▶ _YOUR GOAL_:
Transcribe the lines of the records starting with the one that has "--- a/docs/docs/for-developers/building.md" in it and ending with the last, and transcribe nothing else.
Top of INPUT
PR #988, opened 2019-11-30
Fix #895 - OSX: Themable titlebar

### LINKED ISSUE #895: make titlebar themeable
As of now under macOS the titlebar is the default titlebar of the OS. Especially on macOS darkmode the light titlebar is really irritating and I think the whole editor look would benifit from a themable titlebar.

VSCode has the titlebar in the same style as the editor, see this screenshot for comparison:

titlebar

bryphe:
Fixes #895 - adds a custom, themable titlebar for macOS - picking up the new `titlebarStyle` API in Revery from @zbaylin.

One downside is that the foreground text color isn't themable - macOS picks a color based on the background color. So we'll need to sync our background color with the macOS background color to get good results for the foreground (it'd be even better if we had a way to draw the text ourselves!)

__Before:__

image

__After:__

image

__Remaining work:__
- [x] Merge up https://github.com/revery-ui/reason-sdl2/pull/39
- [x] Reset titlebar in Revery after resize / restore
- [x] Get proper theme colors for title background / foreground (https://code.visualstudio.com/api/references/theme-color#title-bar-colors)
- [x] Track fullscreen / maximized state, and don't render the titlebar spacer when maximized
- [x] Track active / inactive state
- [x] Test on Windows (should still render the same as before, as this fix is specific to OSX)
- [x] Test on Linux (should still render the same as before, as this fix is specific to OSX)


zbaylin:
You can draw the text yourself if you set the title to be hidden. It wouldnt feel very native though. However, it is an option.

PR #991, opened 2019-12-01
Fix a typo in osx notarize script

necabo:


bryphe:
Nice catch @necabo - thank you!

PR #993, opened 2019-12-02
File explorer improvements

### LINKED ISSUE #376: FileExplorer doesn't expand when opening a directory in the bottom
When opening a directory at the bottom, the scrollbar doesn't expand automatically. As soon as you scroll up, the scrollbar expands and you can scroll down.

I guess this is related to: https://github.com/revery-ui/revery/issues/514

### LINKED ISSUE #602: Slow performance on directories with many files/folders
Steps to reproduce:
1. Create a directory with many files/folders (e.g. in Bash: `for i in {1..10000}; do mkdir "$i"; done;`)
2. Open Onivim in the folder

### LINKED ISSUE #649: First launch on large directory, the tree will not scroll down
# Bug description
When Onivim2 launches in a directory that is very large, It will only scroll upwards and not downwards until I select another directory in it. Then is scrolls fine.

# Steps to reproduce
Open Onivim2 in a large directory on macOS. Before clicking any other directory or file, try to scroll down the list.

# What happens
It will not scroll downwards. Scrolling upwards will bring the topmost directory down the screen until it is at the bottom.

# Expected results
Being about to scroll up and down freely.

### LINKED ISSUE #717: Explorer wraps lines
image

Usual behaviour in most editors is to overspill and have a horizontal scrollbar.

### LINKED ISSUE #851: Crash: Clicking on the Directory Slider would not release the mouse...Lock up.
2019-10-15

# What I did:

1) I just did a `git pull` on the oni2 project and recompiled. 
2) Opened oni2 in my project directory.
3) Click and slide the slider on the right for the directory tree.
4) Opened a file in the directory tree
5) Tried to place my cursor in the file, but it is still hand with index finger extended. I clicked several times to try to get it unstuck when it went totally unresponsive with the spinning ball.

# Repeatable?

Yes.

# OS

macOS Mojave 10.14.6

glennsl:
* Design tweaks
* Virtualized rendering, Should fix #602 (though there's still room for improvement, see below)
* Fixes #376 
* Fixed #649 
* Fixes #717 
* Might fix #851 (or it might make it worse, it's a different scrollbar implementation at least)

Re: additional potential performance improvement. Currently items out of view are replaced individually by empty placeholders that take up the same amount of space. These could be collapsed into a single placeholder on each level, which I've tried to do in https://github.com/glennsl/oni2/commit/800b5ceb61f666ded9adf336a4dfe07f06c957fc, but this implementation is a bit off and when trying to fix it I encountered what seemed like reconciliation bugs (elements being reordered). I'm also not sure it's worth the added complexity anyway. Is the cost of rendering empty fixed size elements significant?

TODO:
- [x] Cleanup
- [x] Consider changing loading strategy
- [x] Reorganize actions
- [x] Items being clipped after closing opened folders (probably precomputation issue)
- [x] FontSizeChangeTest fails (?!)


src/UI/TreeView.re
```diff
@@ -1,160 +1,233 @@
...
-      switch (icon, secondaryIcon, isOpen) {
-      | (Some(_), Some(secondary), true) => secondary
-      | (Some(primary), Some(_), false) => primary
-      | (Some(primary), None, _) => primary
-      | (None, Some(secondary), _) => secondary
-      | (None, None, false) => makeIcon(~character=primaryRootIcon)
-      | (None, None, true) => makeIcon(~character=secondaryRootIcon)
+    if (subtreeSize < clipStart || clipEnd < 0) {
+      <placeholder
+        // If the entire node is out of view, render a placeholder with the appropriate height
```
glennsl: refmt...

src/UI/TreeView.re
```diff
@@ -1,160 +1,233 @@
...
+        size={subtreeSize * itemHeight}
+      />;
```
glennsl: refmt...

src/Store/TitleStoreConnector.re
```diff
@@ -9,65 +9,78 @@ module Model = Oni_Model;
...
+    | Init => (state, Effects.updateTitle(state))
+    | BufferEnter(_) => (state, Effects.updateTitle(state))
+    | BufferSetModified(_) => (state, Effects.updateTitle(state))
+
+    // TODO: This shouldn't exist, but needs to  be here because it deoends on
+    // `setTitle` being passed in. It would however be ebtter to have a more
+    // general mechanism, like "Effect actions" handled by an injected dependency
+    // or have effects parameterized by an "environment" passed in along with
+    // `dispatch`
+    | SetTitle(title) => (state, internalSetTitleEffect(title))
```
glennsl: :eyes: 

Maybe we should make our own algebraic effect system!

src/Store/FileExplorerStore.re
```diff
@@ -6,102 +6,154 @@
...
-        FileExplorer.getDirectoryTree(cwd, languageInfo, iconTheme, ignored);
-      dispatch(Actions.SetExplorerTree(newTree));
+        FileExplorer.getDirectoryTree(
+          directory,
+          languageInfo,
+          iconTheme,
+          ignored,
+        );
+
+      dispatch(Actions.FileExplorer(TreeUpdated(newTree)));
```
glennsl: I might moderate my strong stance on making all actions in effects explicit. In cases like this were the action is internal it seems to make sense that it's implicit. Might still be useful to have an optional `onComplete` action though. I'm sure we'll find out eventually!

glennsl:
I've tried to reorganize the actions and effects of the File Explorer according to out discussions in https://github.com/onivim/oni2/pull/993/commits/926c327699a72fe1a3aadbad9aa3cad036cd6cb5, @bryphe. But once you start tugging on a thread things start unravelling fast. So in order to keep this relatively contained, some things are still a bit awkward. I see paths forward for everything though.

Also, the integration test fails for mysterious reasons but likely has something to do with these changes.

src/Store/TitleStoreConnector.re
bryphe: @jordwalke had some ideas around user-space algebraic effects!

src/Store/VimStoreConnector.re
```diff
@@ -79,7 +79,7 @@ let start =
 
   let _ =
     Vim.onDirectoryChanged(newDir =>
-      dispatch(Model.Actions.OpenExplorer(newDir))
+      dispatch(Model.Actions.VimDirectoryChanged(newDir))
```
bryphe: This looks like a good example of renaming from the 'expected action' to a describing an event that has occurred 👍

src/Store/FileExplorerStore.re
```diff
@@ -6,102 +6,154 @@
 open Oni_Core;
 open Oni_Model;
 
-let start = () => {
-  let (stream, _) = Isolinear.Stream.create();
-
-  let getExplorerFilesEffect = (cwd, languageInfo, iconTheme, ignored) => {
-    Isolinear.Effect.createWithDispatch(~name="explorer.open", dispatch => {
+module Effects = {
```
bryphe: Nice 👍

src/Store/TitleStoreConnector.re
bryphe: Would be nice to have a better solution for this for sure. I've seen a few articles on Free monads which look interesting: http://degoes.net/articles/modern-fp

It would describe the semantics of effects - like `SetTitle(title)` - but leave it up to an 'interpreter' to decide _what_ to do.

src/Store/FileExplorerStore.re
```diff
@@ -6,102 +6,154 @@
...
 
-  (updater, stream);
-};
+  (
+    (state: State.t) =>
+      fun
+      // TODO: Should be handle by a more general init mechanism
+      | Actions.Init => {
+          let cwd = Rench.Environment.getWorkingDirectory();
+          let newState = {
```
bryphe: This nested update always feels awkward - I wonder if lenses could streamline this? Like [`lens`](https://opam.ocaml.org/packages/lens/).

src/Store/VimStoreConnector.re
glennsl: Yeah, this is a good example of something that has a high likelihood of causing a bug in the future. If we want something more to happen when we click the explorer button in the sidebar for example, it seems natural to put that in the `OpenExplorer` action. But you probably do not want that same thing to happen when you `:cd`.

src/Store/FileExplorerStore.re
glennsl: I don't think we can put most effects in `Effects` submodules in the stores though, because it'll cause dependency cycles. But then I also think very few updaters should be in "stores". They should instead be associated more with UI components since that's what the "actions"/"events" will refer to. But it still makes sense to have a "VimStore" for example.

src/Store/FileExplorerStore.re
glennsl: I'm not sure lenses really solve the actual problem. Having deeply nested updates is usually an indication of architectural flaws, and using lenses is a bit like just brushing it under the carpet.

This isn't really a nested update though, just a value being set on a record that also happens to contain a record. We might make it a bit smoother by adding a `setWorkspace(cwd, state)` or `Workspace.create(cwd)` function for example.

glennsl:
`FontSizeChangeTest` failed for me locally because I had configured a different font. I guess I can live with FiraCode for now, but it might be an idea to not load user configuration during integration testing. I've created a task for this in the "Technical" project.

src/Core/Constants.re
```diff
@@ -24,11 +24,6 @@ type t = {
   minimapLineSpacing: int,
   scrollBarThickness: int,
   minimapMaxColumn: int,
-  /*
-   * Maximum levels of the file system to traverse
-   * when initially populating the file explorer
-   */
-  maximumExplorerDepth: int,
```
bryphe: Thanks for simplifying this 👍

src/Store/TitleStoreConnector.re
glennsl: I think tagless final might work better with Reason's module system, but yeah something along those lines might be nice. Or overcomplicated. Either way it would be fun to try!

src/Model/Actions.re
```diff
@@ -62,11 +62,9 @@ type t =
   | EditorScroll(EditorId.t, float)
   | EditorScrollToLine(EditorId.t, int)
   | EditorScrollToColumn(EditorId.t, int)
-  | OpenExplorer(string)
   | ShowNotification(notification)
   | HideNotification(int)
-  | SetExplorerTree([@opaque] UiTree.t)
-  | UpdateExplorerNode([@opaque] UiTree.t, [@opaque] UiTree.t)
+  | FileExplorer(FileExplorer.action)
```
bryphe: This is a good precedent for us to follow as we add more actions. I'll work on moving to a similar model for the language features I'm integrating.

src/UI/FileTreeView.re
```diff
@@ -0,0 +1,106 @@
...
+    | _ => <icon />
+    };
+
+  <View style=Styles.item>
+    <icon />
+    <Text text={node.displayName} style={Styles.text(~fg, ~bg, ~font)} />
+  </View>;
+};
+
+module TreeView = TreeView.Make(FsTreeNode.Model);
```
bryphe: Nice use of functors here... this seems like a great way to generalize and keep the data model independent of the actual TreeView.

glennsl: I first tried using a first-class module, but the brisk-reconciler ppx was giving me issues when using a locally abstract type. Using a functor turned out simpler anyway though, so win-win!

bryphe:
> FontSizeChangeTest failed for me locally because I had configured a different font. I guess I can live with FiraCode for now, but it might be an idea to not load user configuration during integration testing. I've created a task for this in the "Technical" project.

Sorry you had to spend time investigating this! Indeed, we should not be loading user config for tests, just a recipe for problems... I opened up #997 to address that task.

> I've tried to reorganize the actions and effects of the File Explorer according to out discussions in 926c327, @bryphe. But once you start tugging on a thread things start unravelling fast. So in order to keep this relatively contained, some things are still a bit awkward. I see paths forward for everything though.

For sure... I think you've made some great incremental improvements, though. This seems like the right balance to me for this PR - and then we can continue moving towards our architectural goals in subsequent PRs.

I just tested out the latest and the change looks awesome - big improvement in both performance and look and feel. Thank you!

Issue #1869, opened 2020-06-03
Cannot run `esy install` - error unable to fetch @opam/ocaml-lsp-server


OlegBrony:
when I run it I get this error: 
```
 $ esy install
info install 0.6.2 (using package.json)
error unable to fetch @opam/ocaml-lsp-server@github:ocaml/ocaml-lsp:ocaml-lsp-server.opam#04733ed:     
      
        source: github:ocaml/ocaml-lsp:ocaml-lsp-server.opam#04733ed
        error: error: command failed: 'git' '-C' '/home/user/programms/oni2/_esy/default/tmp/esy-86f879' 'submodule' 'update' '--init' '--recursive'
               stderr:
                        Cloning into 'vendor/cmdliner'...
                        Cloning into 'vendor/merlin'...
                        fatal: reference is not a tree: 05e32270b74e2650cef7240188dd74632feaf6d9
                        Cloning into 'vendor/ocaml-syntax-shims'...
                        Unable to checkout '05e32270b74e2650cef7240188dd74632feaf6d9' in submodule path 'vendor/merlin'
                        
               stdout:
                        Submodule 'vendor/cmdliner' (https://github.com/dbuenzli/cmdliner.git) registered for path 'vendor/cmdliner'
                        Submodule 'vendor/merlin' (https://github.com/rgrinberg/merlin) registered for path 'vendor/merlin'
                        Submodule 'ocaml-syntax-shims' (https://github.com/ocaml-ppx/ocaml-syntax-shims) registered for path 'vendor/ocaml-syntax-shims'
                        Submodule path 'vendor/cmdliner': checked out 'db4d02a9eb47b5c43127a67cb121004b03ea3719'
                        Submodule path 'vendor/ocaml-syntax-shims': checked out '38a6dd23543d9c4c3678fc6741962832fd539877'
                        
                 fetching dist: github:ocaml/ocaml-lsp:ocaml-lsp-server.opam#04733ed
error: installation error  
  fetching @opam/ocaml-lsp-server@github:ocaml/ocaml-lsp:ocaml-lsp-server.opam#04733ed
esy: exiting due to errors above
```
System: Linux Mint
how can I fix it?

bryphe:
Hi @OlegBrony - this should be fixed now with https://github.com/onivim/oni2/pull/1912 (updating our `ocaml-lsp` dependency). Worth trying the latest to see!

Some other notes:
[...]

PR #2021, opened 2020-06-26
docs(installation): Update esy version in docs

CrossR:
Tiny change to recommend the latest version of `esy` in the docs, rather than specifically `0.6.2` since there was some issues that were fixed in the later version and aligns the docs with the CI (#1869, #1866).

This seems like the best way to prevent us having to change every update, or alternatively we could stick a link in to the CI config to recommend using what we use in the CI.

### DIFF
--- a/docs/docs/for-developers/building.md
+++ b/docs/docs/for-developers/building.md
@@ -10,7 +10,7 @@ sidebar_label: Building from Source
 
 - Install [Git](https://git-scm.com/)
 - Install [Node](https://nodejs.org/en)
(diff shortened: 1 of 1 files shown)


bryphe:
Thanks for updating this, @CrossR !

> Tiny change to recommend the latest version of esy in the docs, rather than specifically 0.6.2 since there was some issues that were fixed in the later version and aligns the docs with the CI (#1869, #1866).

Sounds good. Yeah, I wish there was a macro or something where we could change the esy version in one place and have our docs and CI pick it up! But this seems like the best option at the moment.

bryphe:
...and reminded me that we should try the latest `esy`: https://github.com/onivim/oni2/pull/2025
Bottom of INPUT
▶ _ANSWER TO THE EXERCISE_:
--- a/docs/docs/for-developers/building.md
+++ b/docs/docs/for-developers/building.md
@@ -10,7 +10,7 @@ sidebar_label: Building from Source
 
 - Install [Git](https://git-scm.com/)
 - Install [Node](https://nodejs.org/en)
(diff shortened: 1 of 1 files shown)


bryphe:
Thanks for updating this, @CrossR !

> Tiny change to recommend the latest version of esy in the docs, rather than specifically 0.6.2 since there was some issues that were fixed in the later version and aligns the docs with the CI (#1869, #1866).

Sounds good. Yeah, I wish there was a macro or something where we could change the esy version in one place and have our docs and CI pick it up! But this seems like the best option at the moment.

bryphe:
...and reminded me that we should try the latest `esy`: https://github.com/onivim/oni2/pull/2025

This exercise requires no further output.